With its dense, creeping roots that enable rapid spread and spiny thistles that discourage grazing, Canada thistle (Cirsium arvensis) can significantly decrease pasture productivity.
This troublesome perennial weed grows in distinct patches that emerge in early spring. Its underground roots form multiple new shoots each spring and summer, effectively spreading one plant over a large area. Further enhancing the weed’s spread is its prolific seed production, with one female plant having the ability to produce 50 to 100 flower heads, each with 80 to 90 seeds. These light, fluffy seeds easily float in the breeze or attach to wildlife. Cropland losses to Canada thistle can decimate yield. Controlling the weed on rangeland, pastures and other noncrop areas helps reduce the seed source.
Canada thistle is easily identified by its erect stems that reach up to 4 feet tall and its pinkish-purple colored flowers. With tremendous leaf variability, leaves range from light to dark green, are oblong or lance-shaped and often have spiny-toothed margins. The weed blooms in late spring with bristly clusters of flowers that are generally less than 1 inch in diameter. The plant’s smooth stems between the leaves distinguishes it from other common types of thistles.
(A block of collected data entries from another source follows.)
PR #2001, opened 2018-05-04
Inconsistent peers data from /api/peers - Closes #1955

### LINKED ISSUE #1955: Inconsistent peers data from /api/peers
### Expected behavior
Data under `GET /api/peers` must be consistent and contains all required attributes. 

### Actual behavior
Found out that there is inconsistent data for peers under `GET /api/peers`. Some required attributes are not found there. 

```
{
    "meta": {
        "offset": 0,
        "limit": 10,
        "total": 10
    },
    "data": [
        {
            "ip": "127.0.0.1",
            "wsPort": 5003,
            "state": 2,
            "os": "darwin17.6.0",
            "version": "0.0.1",
            "broadhash": "e6c26c5dda5bf6f2f744cf0598fa7d82fba132ffb867b6ca9b2599cdcc1d1f39",
            "height": 7,
            "nonce": "k5PIxE39lMyrCesS"
        },
        {
            "ip": "127.0.0.1",
            "wsPort": 5007,
            "state": 2,
            "os": "darwin17.6.0",
            "version": "0.0.1",
            "broadhash": "e6c26c5dda5bf6f2f744cf0598fa7d82fba132ffb867b6ca9b2599cdcc1d1f39",
            "height": 7,
            "nonce": "l6q4LJt29Uj2QNzv",
            "httpPort": 4007
        },
        {
            "ip": "127.0.0.1",
            "wsPort": 5009,
            "state": 2,
            "os": "darwin17.6.0",
            "version": "0.0.1",
            "broadhash": "e6c26c5dda5bf6f2f744cf0598fa7d82fba132ffb867b6ca9b2599cdcc1d1f39",
            "height": 7,
            "nonce": "NqT8J8fEL2gjOjCR"
        },
        {
            "ip": "127.0.0.1",
            "wsPort": 35608,
            "state": 1,
            "os": "debian",
            "version": "0.0.1",
            "broadhash": "198f2b61a8eb95fbeed58b8216780b68f697f26b849acf00c8c93bb9b24f783d",
            "height": 1,
            "nonce": "xKuEybs16XIHFoHA",
            "httpPort": 35609
        },
```
Notice for some peers `httpPort` is missing. For some it exists. For the last peer its related to self connecitng peer issue https://github.com/LiskHQ/lisk/issues/1954 so not been addressed here. 

The possible reason would be the inconsistent behavior of adding peers from seeding, discovery, and handshake. 

### Steps to reproduce
1. Run the integration tests and when nodes are up 
2. Call `curl http://127.0.0.1:4000/api/peers` 
3. The list must contain 9 peers but you will find 10

1.0.0

ManuGowda:
### What was the problem?
`GET /api/peers` returns list of peers with missing `httpPort` in the response.
### How did I fix it?
When the peer is created for the first time using the peer seed list the peer is created with params `ip, wsPort` after handshake with the other peer the remaining peer properties are updated, since the `logic/peer/update` function checks the immutable properties before update the current peer, the `httpPort` is never updated if the peer was created from the seed list.
### How to test it?

1. Run the integration tests and when nodes are up
2. Call curl http://127.0.0.1:4000/api/peers
3. The response should have peer list with these properties `'ip','wsPort','state','os','version','broadhash','httpPort','height','nonce'`

### Review checklist

* The PR solves #1955
* Linting passes
* Tests pass

### DIFF
--- a/logic/peer.js
+++ b/logic/peer.js
@@ -114,17 +114,13 @@ class Peer {
 		// Accept only supported properties
 		_.each(this.properties, key => {
 			// Change value only when is defined
-			if (
-				peer[key] !== null &&
-				peer[key] !== undefined &&
-				!_.includes(this.required, key)
-			) {
+			if (peer[key] && !this.required.includes(key)) {
 				// Update optional httpPort and nonce
 				// for the first time when peer object
 				// has httpPort and nonce as undefined
-				if (!this[key] && _.includes(this.optional, key)) {
-					this[key] = peer[key];
-				} else if (!_.includes(this.optional, key)) {
+				const isOptional = this.optional.includes(key);
+				const isExists = this[key];
+				if (!isOptional || (!isExists && isOptional)) {
 					this[key] = peer[key];
 				}
 			}
--- a/logic/peer.js
+++ b/logic/peer.js
@@ -117,9 +117,16 @@ class Peer {
 			if (
 				peer[key] !== null &&
 				peer[key] !== undefined &&
-				!_.includes(this.immutable, key)
+				!_.includes(this.required, key)
 			) {
-				this[key] = peer[key];
+				// Update optional httpPort and nonce
+				// for the first time when peer object
+				// has httpPort and nonce as undefined
+				if (!this[key] && _.includes(this.optional, key)) {
+					this[key] = peer[key];
+				} else if (!_.includes(this.optional, key)) {
+					this[key] = peer[key];
+				}
 			}
 		});
 
@@ -175,7 +182,9 @@ Peer.prototype.properties = [
 	'httpPort',
 ];
 
-Peer.prototype.immutable = ['ip', 'wsPort', 'httpPort', 'string'];
+Peer.prototype.required = ['ip', 'wsPort', 'string'];
+
+Peer.prototype.optional = ['httpPort', 'nonce'];
 
 Peer.prototype.connectionProperties = ['rpc', 'socket', 'connectionOptions'];
 
--- a/test/integration/scenarios/network/peers.js
+++ b/test/integration/scenarios/network/peers.js
@@ -76,21 +76,49 @@ module.exports = function(params) {
 
 	describe('Peers', () => {
 		describe('mutual connections', () => {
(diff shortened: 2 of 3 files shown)


logic/peer.js
```diff
@@ -117,9 +117,16 @@ class Peer {
 			if (
 				peer[key] !== null &&
 				peer[key] !== undefined &&
-				!_.includes(this.immutable, key)
+				!_.includes(this.required, key)
```
nazarhussain: Please use `Array.includes` builtin function.

logic/peer.js
```diff
@@ -117,9 +117,16 @@ class Peer {
...
 			) {
-				this[key] = peer[key];
+				// Update optional httpPort and nonce
+				// for the first time when peer object
+				// has httpPort and nonce as undefined
+				if (!this[key] && _.includes(this.optional, key)) {
+					this[key] = peer[key];
+				} else if (!_.includes(this.optional, key)) {
+					this[key] = peer[key];
+				}
```
nazarhussain: Suggest to rewrite this logic in a way: 

```
const isOptional = this.optional.includes(key);
const isEmpty = !this[key];

if(!isOptional || (isOptional && isEmpty)) {
   his[key] = peer[key];
}
```
This will make the code more readable.

logic/peer.js
```diff
@@ -175,7 +182,9 @@ Peer.prototype.properties = [
 	'httpPort',
 ];
 
-Peer.prototype.immutable = ['ip', 'wsPort', 'httpPort', 'string'];
+Peer.prototype.required = ['ip', 'wsPort', 'string'];
+
+Peer.prototype.optional = ['httpPort', 'nonce'];
```
nazarhussain: Is it really required to make them a prototype property? If I understand right, this way both arrays will be associated/created for every instance of `Peer` object. 

Instead why not just a module level private member.

ManuGowda: @nazarhussain thats a good point, we can make them private members of the modules, since, we are accessing these properties through peer instance in tests we might need to keep them the way it is now.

Native to Europe, Canada thistle was first documented in North America in the late 1700s. Today, it is common throughout the Midwest and northern Plains, and it has been called one of the most troublesome perennial weeds in the United States.
For effective control of Canada thistle, apply 16 to 20 fluid ounces per acre of DuraCor® herbicide after the first buds form in late spring. This timing provides the best compromise between Canada thistle emergence and the stage of growth for older plants. Because root kill is critical to success against Canada thistle, fall to early winter applications of DuraCor made prior to the first hard frost can be especially effective. This treatment timing moves the herbicide to the plant’s massive root system right along with its winter food reserves.